MATERIAL FOR THIS EXERCISE:
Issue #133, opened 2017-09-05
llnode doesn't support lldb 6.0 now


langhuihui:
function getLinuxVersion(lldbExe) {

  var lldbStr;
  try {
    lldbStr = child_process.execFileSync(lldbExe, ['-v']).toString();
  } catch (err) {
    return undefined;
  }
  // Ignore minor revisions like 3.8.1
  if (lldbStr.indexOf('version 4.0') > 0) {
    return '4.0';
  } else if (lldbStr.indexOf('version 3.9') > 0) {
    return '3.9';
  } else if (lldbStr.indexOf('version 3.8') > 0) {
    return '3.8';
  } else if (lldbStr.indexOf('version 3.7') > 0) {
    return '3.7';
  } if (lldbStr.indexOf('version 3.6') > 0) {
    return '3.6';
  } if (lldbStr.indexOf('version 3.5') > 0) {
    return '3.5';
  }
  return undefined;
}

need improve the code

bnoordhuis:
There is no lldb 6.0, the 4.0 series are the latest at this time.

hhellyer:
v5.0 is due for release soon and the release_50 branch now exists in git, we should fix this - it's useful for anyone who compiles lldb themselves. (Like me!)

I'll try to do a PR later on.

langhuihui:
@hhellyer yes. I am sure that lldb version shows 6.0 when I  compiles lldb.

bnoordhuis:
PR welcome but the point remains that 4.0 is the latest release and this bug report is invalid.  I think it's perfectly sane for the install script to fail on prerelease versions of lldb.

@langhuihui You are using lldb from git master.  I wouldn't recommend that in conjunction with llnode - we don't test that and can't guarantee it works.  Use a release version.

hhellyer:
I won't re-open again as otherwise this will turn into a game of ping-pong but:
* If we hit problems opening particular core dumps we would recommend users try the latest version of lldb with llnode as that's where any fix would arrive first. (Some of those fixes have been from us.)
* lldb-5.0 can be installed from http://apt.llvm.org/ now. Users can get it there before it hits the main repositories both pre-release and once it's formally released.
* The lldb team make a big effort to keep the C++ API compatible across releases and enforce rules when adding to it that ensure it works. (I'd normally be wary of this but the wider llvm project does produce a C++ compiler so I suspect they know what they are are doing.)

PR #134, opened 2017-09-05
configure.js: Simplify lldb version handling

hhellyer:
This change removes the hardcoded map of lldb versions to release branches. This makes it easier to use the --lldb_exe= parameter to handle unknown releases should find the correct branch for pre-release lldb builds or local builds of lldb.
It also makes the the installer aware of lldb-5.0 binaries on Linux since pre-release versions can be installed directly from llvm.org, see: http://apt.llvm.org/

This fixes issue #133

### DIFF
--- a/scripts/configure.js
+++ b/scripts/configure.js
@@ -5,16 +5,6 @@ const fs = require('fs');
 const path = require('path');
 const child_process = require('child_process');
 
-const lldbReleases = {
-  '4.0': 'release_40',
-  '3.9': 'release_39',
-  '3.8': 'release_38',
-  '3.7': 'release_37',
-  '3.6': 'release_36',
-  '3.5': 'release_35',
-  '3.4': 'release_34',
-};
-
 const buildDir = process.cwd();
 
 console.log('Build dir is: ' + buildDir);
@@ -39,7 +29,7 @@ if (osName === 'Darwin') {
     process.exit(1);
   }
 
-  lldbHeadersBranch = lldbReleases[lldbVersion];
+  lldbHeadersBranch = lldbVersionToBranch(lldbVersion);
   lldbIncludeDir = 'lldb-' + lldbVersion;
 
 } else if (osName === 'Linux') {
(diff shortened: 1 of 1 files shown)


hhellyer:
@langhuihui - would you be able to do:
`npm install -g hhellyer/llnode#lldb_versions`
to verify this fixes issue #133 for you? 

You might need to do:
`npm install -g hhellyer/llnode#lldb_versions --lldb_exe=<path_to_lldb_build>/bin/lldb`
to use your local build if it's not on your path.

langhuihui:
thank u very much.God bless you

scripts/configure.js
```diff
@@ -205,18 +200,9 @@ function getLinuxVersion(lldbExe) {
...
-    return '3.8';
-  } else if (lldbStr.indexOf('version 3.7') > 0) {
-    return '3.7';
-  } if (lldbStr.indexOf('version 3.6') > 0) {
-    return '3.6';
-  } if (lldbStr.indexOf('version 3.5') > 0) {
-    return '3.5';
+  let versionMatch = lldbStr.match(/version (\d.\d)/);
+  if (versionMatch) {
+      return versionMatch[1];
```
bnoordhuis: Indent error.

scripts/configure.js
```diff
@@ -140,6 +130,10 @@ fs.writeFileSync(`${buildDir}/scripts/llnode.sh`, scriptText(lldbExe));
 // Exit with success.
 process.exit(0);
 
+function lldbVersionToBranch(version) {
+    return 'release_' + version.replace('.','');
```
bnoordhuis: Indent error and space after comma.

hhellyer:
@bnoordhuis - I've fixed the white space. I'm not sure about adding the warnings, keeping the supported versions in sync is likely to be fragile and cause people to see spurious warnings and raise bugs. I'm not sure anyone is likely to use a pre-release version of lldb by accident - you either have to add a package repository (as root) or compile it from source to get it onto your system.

ACTIVITY:
Line by line, transcribe the material above exactly.

RESULT OF THE TASK:
Issue #133, opened 2017-09-05
llnode doesn't support lldb 6.0 now


langhuihui:
function getLinuxVersion(lldbExe) {

  var lldbStr;
  try {
    lldbStr = child_process.execFileSync(lldbExe, ['-v']).toString();
  } catch (err) {
    return undefined;
  }
  // Ignore minor revisions like 3.8.1
  if (lldbStr.indexOf('version 4.0') > 0) {
    return '4.0';
  } else if (lldbStr.indexOf('version 3.9') > 0) {
    return '3.9';
  } else if (lldbStr.indexOf('version 3.8') > 0) {
    return '3.8';
  } else if (lldbStr.indexOf('version 3.7') > 0) {
    return '3.7';
  } if (lldbStr.indexOf('version 3.6') > 0) {
    return '3.6';
  } if (lldbStr.indexOf('version 3.5') > 0) {
    return '3.5';
  }
  return undefined;
}

need improve the code

bnoordhuis:
There is no lldb 6.0, the 4.0 series are the latest at this time.

hhellyer:
v5.0 is due for release soon and the release_50 branch now exists in git, we should fix this - it's useful for anyone who compiles lldb themselves. (Like me!)

I'll try to do a PR later on.

langhuihui:
@hhellyer yes. I am sure that lldb version shows 6.0 when I  compiles lldb.

bnoordhuis:
PR welcome but the point remains that 4.0 is the latest release and this bug report is invalid.  I think it's perfectly sane for the install script to fail on prerelease versions of lldb.

@langhuihui You are using lldb from git master.  I wouldn't recommend that in conjunction with llnode - we don't test that and can't guarantee it works.  Use a release version.

hhellyer:
I won't re-open again as otherwise this will turn into a game of ping-pong but:
* If we hit problems opening particular core dumps we would recommend users try the latest version of lldb with llnode as that's where any fix would arrive first. (Some of those fixes have been from us.)
* lldb-5.0 can be installed from http://apt.llvm.org/ now. Users can get it there before it hits the main repositories both pre-release and once it's formally released.
* The lldb team make a big effort to keep the C++ API compatible across releases and enforce rules when adding to it that ensure it works. (I'd normally be wary of this but the wider llvm project does produce a C++ compiler so I suspect they know what they are are doing.)

PR #134, opened 2017-09-05
configure.js: Simplify lldb version handling

hhellyer:
This change removes the hardcoded map of lldb versions to release branches. This makes it easier to use the --lldb_exe= parameter to handle unknown releases should find the correct branch for pre-release lldb builds or local builds of lldb.
It also makes the the installer aware of lldb-5.0 binaries on Linux since pre-release versions can be installed directly from llvm.org, see: http://apt.llvm.org/

This fixes issue #133

### DIFF
--- a/scripts/configure.js
+++ b/scripts/configure.js
@@ -5,16 +5,6 @@ const fs = require('fs');
 const path = require('path');
 const child_process = require('child_process');
 
-const lldbReleases = {
-  '4.0': 'release_40',
-  '3.9': 'release_39',
-  '3.8': 'release_38',
-  '3.7': 'release_37',
-  '3.6': 'release_36',
-  '3.5': 'release_35',
-  '3.4': 'release_34',
-};
-
 const buildDir = process.cwd();
 
 console.log('Build dir is: ' + buildDir);
@@ -39,7 +29,7 @@ if (osName === 'Darwin') {
     process.exit(1);
   }
 
-  lldbHeadersBranch = lldbReleases[lldbVersion];
+  lldbHeadersBranch = lldbVersionToBranch(lldbVersion);
   lldbIncludeDir = 'lldb-' + lldbVersion;
 
 } else if (osName === 'Linux') {
(diff shortened: 1 of 1 files shown)


hhellyer:
@langhuihui - would you be able to do:
`npm install -g hhellyer/llnode#lldb_versions`
to verify this fixes issue #133 for you? 

You might need to do:
`npm install -g hhellyer/llnode#lldb_versions --lldb_exe=<path_to_lldb_build>/bin/lldb`
to use your local build if it's not on your path.

langhuihui:
thank u very much.God bless you

scripts/configure.js
```diff
@@ -205,18 +200,9 @@ function getLinuxVersion(lldbExe) {
...
-    return '3.8';
-  } else if (lldbStr.indexOf('version 3.7') > 0) {
-    return '3.7';
-  } if (lldbStr.indexOf('version 3.6') > 0) {
-    return '3.6';
-  } if (lldbStr.indexOf('version 3.5') > 0) {
-    return '3.5';
+  let versionMatch = lldbStr.match(/version (\d.\d)/);
+  if (versionMatch) {
+      return versionMatch[1];
```
bnoordhuis: Indent error.

scripts/configure.js
```diff
@@ -140,6 +130,10 @@ fs.writeFileSync(`${buildDir}/scripts/llnode.sh`, scriptText(lldbExe));
 // Exit with success.
 process.exit(0);
 
+function lldbVersionToBranch(version) {
+    return 'release_' + version.replace('.','');
```
bnoordhuis: Indent error and space after comma.

hhellyer:
@bnoordhuis - I've fixed the white space. I'm not sure about adding the warnings, keeping the supported versions in sync is likely to be fragile and cause people to see spurious warnings and raise bugs. I'm not sure anyone is likely to use a pre-release version of lldb by accident - you either have to add a package repository (as root) or compile it from source to get it onto your system.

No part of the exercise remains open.